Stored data
#####

PR #494, opened 2022-12-05
ROE-1725 Add jurisdiction field to only the entity page

mattch1:
### JIRA link
https://companieshouse.atlassian.net/browse/ROE-1725

### Change description

Introduced separate public register component templates so the extra field on the entity page can be kept separate.

### Work checklist

### Merge instructions

```
```

### DIFF
--- a/views/beneficial-owner-other.html
+++ b/views/beneficial-owner-other.html
@@ -37,7 +37,7 @@
 
         {% set registerInCountryFormedText = "Is the other legal entity already on a public register in the country it was formed in?" %}
         {% set registrationNumberText = "Entity's registration number" %}
-        {% include "includes/inputs/fields/is-on-register-in-country-formed-input.html" %}
+        {% include "includes/inputs/fields/is-on-register-in-country-formed-input-no-jurisdiction-field.html" %}
 
         {% set dateText = "When did it become a beneficial owner for the overseas entity?" %}
         {% include "includes/inputs/date/start-date-input.html" %}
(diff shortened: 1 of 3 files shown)


views/includes/inputs/fields/is-on-register-in-country-formed-input.html
```diff
@@ -1,29 +1,26 @@
+{% if title == "Tell us about the overseas entity" %}
```
markpit, line 1: rather than have this include work out the hint text based on the title of the including page, it shoul d be possible to set hintText in the including page before you call this includes

eg
`{% set registerInCountryFormedText = "Is the other legal entity already on a public register in the country it was formed in?" %}
        {% set registrationNumberText = "Entity's registration number" %}
        {% set hintText = "Include the full name. For example, Jersey Financial Services Commission." %}
        {% include "includes/inputs/fields/is-on-register-in-country-formed-input.html" %}`

views/includes/inputs/fields/is-on-register-in-country-formed-input.html
```diff
@@ -1,29 +1,26 @@
...
-    name: "public_register_jurisdiction",
-    value: public_register_jurisdiction,
-    hint: {
-      text: "For example, Jersey."
-    },
-    label: {
-      text: "Jurisdiction"
-    }
-  }) }}
+  {% if title == "Tell us about the overseas entity" %}
```
markpit, line 21: for this include, you could set a boolean in the including page to indicate whether or not to include Jurisdiction, maybe have an 'includeJurisdiction = true/false' set before calling the is-on-register-in-country-formed-input

mouhajer-ch: Probably you do not need to set it to false, but it makes it more readable on MOC and BOC

mouhajer-ch (approved):

markpit (approved):

PR #514, opened 2022-12-13
Feature/roe 1749 what is the name of the overseas entity page

mouhajer-ch:
### JIRA link

Resolves [ROE-1749](https://companieshouse.atlassian.net/browse/ROE-1749)

### Change description

- Add MVC for `what is the name of the overseas entity` page
- Add navigation checks
- Move creation and update of OE and creation of transaction from presenter page to `what is the name of the overseas entity` page

### Work checklist


SVarallo (approved):
Looks ok to me 👍

src/controllers/presenter.controller.ts
```diff
@@ -29,26 +25,14 @@ export const get = (req: Request, res: Response, next: NextFunction) => {
   }
 };
 
-export const post = async (req: Request, res: Response, next: NextFunction) => {
+export const post = (req: Request, res: Response, next: NextFunction) => {
```
mwestacott, line 28: Haven't you got to do an `await saveAndContinue(req, session);` in this method now/still?

src/middleware/navigation/check.condition.ts
```diff
@@ -27,8 +27,12 @@ export const checkIsSecureRegisterDetailsEntered = (appData: ApplicationData): b
   return checkHasSoldLandDetailsEntered(appData) && appData[IsSecureRegisterKey] === "0";
 };
 
+export const checkOverseasNameDetailsEntered = (appData: ApplicationData): boolean => {
+  return checkIsSecureRegisterDetailsEntered(appData) && (appData[EntityNameKey] || "").length  !== 0;
```
mwestacott, line 31: Minor - two spaces before !==

src/controllers/presenter.controller.ts
mouhajer-ch: Good spot, I will add it

test/controllers/overseas.name.controller.spec.ts
```diff
@@ -0,0 +1,140 @@
+jest.mock("ioredis");
+jest.mock('../../src/middleware/authentication.middleware');
+jest.mock('../../src/utils/application.data');
+jest.mock('../../src/middleware/navigation/is.secure.register.middleware');
+jest.mock('../../src/service/transaction.service');
+jest.mock('../../src/service/overseas.entities.service');
```
markpit, line 6: do you need to mock the service.availibility.middleware? it might be relying on the test setup process env defaults, just thinking might be better to mock it.

src/config/index.ts
```diff
@@ -67,6 +67,7 @@ export const SOLD_LAND_FILTER_PAGE = "sold-land-filter";
 export const TRUST_INFO_PAGE = "trust-information";
 export const USE_PAPER_PAGE = "use-paper";
 export const WHO_IS_MAKING_FILING_PAGE = "who-is-making-filing";
+export const OVERSEAS_NAME_PAGE = "overseas-name";
```
mwestacott, line 70: Would have probably called this constant ENTITY_NAME_PAGE (even though URL differs) and then used 'entity name' in all the code artefacts but not a problem.

test/controllers/overseas.name.controller.spec.ts
mouhajer-ch: As you said we have already `SHOW_SERVICE_OFFLINE_PAGE` set to false on test setup and the `FEATURE_FLAG_ENABLE_ROE_UPDATE`  is not part of our journey. I think is better not to mock it

src/config/index.ts
markpit: it does seem that the prototype page is called overseas-name so it is in keeping with the prototype ( i think our other page names follow this too)

PR #145, opened 2017-06-12
Fix source type generation

tgianos:


ajoymajumdar:
Please add getTable test cases in functionalTest for all tables (TestCatalogs.getAllTables(TestCatalogs.ALL))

#####

Locate the lines above that hold the word "example". Show every one of them.

        {% set hintText = "Include the full name. For example, Jersey Financial Services Commission." %}
-      text: "For example, Jersey."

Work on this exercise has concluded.